To write the MTJ correctly, the write enables signal must be turned ON under the following conditions. The first condition is that the clock pulse should be LOW, and the other condition is that the reset signal should be OFF at that time. The condition is displayed using a NOR gate in
Figure 3c. If reset, Clk, and write enable signal are made HIGH at the same time, then all three paths (reset, write, and read path) will turn ON simultaneously, and the circuit will perform the false operation. The ability of this kind of architecture to produce complementary output can be utilized to initiate multiple threats. Several counters or timer-based circuits can be designed to activate polymorphic logic. Careful designing of triggering mechanisms and verification will be essential in such cases.
3.2. Logic Locking
Logic locking
[29][32] is a technique that inserts new key inputs and logic mechanisms into the circuit, causing the circuit to behave incorrectly until the correct key combination is provided to the circuit. Various logic-locking techniques have been proposed to protect the privacy and integrity of ICs. When the foundry and user are not trusted, logic locking is the best way to ensure hardware security. The hardware Trojan, which has a low probability of activating, thus can be made operational only when the IC is activated. The logic-locking block will not allow the IC to work. External factors required to trigger the Trojan and the IC can be made to malfunction only after activation.
In
Figure 4a, a logic circuit designed using logic gates displaying output Y = AB + BC + CA is present. All gates (G1–G5) are designed using 40 nm CMOS technology. To insert the Trojan block in the circuit, the gate G5 performing AND operation is replaced by a Trojan-based block performing the same operation, as shown in
Figure 4b. In logic locking-based hardware security, key management is essential as the attacker aims to obtain the key.

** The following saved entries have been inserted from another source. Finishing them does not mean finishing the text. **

PR #48, opened 2026-08-11
fix(core): handle remember without session_id

wutongyuonce:
## Summary

- Skip the session project lookup when remember() is called without session_id.
- Store the optional project and session fields as SQLite NULL when neither is provided.
- Cover the public --attune path with remember({ path, summary }).

## Verification

- npm test: 427 passed, 0 failed.
- npm run typecheck: root and app TypeScript configurations passed.
- npm run lint: 0 errors, 4 pre-existing warnings.

## Scope

No schema, dependency, or app changes.

### DIFF
--- a/packages/core/src/query.ts
+++ b/packages/core/src/query.ts
@@ -713,7 +713,9 @@ function createAttuneApi(db: SqliteDb) {
     const normalizedPath = resolveMemoryPath(memoryPath, session_id);
     const normalizedAnchors = normalizeAnchors(anchors);
     const id = `mem-${Date.now()}-${Math.random().toString(36).slice(2, 8)}`;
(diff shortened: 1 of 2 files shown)


tommy0103 (dismissed):
(Retracted — this review was posted prematurely before maintainer discussion concluded. Please disregard; a consolidated response will follow.)

tommy0103:
Thanks for the PR — the underlying issue you found is real (`remember()` without `session_id` dies with an opaque `ERR_INVALID_ARG_TYPE` rather than a deliberate behavior).

That said, I'm going to close this for now: the memory layer (`--attune` / `remember()`) is still an experimental feature, and some of its architecture decisions aren't settled yet — including whether `session_id` should be required rather than optional. Until that direction is decided, I'd rather not take a behavior change in either direction.

Appreciate the investigation either way.

PR #49, opened 2026-08-11
fix(claude): link workflows by unique run id

wutongyuonce:
## What and why

When a Claude session runs the same workflow name more than once, the workflow-name fallback can attach the newer workflow record to an older Workflow tool call. This change links workflows only when the tool result contains the unique run ID; workflowName remains available as display metadata.

The regression test exercises the Claude provider through discover() and parse() with two same-name runs and verifies that the newer run links to new-call.

## Verification

- [x] npm test — 450 passed, 0 failed.
- [x] npm run typecheck — 0 errors across root and app configurations.
- [x] npm run lint — 0 errors, 4 pre-existing warnings.
- [x] node --test tests/claude-parse.test.mjs — 5 passed, 0 failed.
- [x] No existing assertion was loosened.
- [x] Re-ran all checks after rebasing onto upstream/main at f8cdb61.

## Provider adapter checks

- [x] Read claude.ts, codex.ts, kimi.ts, ADR-0001, and ADR-0007.
- [x] Regression test calls discover() against the existing Claude workflow directory layout.
- [x] Canonical transcript and SQLite round-trip suites pass.
- [x] No identity, record-shape, visibility, cursor, schema, or version-marker change.

## Deliberately out of scope

No CI workflow change. The repository's current CLI workflow does not include claude-parse.test.mjs.

No schema migration or index-version bump: this corrects selection of an existing parent_tool_use_id field without changing stored row shape.

### DIFF
--- a/packages/core/src/providers/claude.ts
+++ b/packages/core/src/providers/claude.ts
@@ -180,7 +180,6 @@ function toolResultText(content: unknown): string {
 function workflowParentToolUseId(
   transcriptPath: string,
   runId: string,
-  workflowName: string | null,
 ): string | null {
   if (!existsSync(transcriptPath)) return null;
   const workflowToolIds = new Set<string>();
@@ -202,7 +201,7 @@ function workflowParentToolUseId(
     for (const block of content) {
       if (block?.type !== 'tool_result' || !workflowToolIds.has(block.tool_use_id)) continue;
       const text = toolResultText(block.content);
-      if (!text.includes(runId) && !(workflowName && text.includes(workflowName))) continue;
+      if (!text.includes(runId)) continue;
       parentToolUseId = block.tool_use_id;
       return false;
     }
@@ -226,7 +225,6 @@ function* parseWorkflow(unit: IndexUnit): Generator<TranscriptRecord, Cursor> {
     parent_tool_use_id: workflowParentToolUseId(
       meta.mainTranscriptPath,
       workflow.runId,
-      workflow.workflowName || null,
     ),
     task_id: workflow.taskId || null,
     script: workflow.script || null,
--- a/tests/claude-parse.test.mjs
+++ b/tests/claude-parse.test.mjs
@@ -162,3 +162,38 @@ test('claude provider emits workflow artifacts with an explicit canonical tool e
   assert.deepEqual(persistedDetail, detail);
   db.close();
 });
+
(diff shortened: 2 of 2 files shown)


tommy0103 (changes requested):
The fix itself looks right to me: matching the Workflow tool call by unique run id only (dropping the workflowName fallback) fixes the mis-linking when the same workflow name runs more than once, and the repo's own golden fixture ('run-workflow complete' — contains the run id, not the workflow name) supports runId being the reliable token. Worst case for older transcripts is an honest null parent_tool_use_id instead of a wrong link. The regression test design is good too.

One blocking issue, though: this PR's base predates #51, and merging it as-is breaks the test suite on main. After #51, `tests/claude-parse.test.mjs` uses `makeTempDir` from `./temp-dirs.mjs` (tests must clean up their temp dirs on process exit) and no longer imports `mkdtempSync`/`tmpdir`. The textual merge is clean (GitHub shows MERGEABLE), but the merged file's new test references `mkdtempSync` and `tmpdir` without importing them — I verified with `git merge-tree` + `node --test tests/claude-parse.test.mjs` that the merged result fails with a ReferenceError at the new test. And as you noted, the CLI workflow doesn't run this test file, so CI wouldn't catch it.

Could you rebase onto current main and switch the new test to `makeTempDir('obelisk-claude-workflow-link-')` (dropping the `mkdtempSync`/`tmpdir` imports)? Happy to merge right after that.

wutongyuonce:
Rebased onto current `upstream/main` (`f8cdb61`) and updated the new regression test to use `makeTempDir('obelisk-claude-workflow-link-')`.

Verification on the rebased head:

- `node --test tests/claude-parse.test.mjs`: 5 passed, 0 failed
- `npm test`: 450 passed, 0 failed
- `npm run typecheck`: 0 errors
- `npm run lint`: 0 errors, 4 pre-existing warnings

tommy0103:
Closing. This was already on our own fix list, and #52 now covers it as part of a more comprehensive fix for workflow-to-tool-call linking (run-id-only matching plus finalize-time healing of links the file-scan path misses). We won't be merging this PR.

tommy0103:
For the avoidance of doubt: this closure is not an absorption. The equivalent fix was on our own fix list before this PR was opened, and #52 would have landed regardless. This PR is simply not taken.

Figure 4c shows how the keys are stored in a tamper-proof memory to keep them safe from attackers. These memory units are fabricated on the chip so that the keys are not known to the foundry
[30][33]. Some logically locked blocks are inserted between the logic circuit in
Figure 4b so that the correct output is present when the true key is applied. The modified logic circuit is presented in
Figure 4d, where the XOR and XNOR gates are used as logically locked blocks. The key for the circuit shown in
Figure 4d is k1k2 = 10. For all other values of k1k2, the circuit will provide incorrect output.
Figure 4. (
a) Unlocked netlist with Y = AB + BC + CA. (
b) G5 replaced with MTJ-based hardware Trojan block. (
c) Key management for logic locking block. (
d) Locked netlist with MTJ-based hardware Trojan block.